## What is required
Would you output the entries below only from the line containing "- Got rid of" through the line containing "Much of the", exactly as they stand and with both ends included?

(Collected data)
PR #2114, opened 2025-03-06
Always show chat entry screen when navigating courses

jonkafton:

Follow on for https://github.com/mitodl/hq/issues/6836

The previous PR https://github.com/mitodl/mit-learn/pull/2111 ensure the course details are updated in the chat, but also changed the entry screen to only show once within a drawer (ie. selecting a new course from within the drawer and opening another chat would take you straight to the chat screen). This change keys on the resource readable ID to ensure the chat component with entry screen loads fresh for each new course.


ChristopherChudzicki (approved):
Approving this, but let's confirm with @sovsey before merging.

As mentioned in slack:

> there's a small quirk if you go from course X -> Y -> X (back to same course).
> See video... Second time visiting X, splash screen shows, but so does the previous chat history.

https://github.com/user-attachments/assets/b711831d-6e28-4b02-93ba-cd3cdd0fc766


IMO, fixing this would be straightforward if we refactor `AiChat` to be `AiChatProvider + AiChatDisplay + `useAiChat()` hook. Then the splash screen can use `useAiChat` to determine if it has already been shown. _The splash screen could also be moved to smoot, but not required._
---
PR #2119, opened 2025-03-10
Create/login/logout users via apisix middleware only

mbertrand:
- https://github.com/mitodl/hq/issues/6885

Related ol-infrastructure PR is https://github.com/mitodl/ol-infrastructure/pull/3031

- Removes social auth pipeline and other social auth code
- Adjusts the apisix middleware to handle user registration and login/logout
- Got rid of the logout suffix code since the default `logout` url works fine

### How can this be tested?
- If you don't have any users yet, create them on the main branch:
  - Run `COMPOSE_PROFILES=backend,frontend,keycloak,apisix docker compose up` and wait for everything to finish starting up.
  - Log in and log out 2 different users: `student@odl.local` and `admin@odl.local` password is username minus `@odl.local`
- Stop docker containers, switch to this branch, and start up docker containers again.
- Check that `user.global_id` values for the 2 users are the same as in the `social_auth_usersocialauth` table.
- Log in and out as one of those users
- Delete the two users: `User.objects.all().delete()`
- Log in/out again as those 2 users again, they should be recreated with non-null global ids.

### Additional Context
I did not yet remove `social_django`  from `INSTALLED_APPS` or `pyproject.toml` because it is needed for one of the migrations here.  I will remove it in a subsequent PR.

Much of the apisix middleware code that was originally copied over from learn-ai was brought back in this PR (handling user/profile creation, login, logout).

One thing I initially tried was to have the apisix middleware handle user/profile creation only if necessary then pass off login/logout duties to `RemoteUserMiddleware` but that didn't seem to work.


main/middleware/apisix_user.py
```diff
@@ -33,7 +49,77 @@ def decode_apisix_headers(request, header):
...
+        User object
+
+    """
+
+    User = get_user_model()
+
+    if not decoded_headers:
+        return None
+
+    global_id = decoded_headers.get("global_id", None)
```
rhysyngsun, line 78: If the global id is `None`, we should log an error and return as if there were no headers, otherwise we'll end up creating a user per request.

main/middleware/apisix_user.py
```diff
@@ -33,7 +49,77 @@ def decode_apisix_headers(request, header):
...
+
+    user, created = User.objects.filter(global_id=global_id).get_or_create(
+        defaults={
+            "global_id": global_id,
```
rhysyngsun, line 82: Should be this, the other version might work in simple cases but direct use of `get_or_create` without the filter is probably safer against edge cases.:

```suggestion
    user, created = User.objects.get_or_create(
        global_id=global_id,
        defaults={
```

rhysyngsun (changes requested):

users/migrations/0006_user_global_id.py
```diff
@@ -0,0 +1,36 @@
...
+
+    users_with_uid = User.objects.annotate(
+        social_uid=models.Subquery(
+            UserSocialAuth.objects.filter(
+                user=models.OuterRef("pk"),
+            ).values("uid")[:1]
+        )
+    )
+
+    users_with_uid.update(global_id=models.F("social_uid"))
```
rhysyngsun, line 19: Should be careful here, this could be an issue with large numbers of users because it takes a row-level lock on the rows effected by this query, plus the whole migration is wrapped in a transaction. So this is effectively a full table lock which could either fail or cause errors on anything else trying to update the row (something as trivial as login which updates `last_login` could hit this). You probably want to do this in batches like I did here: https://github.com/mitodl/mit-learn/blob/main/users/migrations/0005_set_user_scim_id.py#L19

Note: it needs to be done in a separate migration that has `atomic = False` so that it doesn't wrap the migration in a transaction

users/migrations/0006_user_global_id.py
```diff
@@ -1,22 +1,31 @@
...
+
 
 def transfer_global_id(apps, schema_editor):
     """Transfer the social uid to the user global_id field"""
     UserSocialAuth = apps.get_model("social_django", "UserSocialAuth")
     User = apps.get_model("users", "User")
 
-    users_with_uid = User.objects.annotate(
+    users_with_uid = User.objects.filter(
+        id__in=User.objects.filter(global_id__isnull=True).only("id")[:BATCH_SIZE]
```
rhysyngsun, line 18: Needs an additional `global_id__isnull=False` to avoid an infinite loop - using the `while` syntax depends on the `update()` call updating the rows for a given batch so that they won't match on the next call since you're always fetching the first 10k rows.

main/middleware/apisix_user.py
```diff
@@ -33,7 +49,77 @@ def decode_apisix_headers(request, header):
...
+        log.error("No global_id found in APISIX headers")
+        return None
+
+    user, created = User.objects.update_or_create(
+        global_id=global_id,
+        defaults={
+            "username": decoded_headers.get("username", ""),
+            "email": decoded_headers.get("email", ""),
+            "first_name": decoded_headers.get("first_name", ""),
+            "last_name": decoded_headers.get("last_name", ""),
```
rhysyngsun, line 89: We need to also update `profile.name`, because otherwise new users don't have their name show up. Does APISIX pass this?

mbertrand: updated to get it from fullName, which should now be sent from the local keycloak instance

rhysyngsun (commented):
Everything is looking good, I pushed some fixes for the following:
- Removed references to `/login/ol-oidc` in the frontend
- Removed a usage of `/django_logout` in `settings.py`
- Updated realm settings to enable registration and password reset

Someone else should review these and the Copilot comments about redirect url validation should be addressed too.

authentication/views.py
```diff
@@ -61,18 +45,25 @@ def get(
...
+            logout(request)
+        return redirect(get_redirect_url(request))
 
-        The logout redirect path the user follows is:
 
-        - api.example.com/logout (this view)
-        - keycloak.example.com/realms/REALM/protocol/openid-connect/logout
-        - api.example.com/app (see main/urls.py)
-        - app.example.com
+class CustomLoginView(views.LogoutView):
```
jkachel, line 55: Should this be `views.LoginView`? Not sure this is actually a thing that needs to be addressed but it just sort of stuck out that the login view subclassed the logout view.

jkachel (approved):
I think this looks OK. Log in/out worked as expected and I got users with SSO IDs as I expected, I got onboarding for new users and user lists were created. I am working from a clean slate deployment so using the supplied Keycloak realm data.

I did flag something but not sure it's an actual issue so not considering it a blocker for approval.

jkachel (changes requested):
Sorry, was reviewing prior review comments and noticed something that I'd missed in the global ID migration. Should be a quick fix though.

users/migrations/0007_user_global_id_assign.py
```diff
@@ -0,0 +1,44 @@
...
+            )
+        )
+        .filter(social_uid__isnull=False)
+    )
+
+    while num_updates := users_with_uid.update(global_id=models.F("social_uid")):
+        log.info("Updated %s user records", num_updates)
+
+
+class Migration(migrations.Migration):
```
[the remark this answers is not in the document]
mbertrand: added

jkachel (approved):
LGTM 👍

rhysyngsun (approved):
...
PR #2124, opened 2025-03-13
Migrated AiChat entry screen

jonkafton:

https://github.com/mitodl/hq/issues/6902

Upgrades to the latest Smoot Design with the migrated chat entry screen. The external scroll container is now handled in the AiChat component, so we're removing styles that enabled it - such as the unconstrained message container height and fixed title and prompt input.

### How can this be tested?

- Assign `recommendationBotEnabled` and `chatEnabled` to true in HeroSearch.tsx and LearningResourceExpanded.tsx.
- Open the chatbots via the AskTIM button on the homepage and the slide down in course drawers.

## Answer box
- Got rid of the logout suffix code since the default `logout` url works fine

### How can this be tested?
- If you don't have any users yet, create them on the main branch:
  - Run `COMPOSE_PROFILES=backend,frontend,keycloak,apisix docker compose up` and wait for everything to finish starting up.
  - Log in and log out 2 different users: `student@odl.local` and `admin@odl.local` password is username minus `@odl.local`
- Stop docker containers, switch to this branch, and start up docker containers again.
- Check that `user.global_id` values for the 2 users are the same as in the `social_auth_usersocialauth` table.
- Log in and out as one of those users
- Delete the two users: `User.objects.all().delete()`
- Log in/out again as those 2 users again, they should be recreated with non-null global ids.

### Additional Context
I did not yet remove `social_django`  from `INSTALLED_APPS` or `pyproject.toml` because it is needed for one of the migrations here.  I will remove it in a subsequent PR.

Much of the apisix middleware code that was originally copied over from learn-ai was brought back in this PR (handling user/profile creation, login, logout).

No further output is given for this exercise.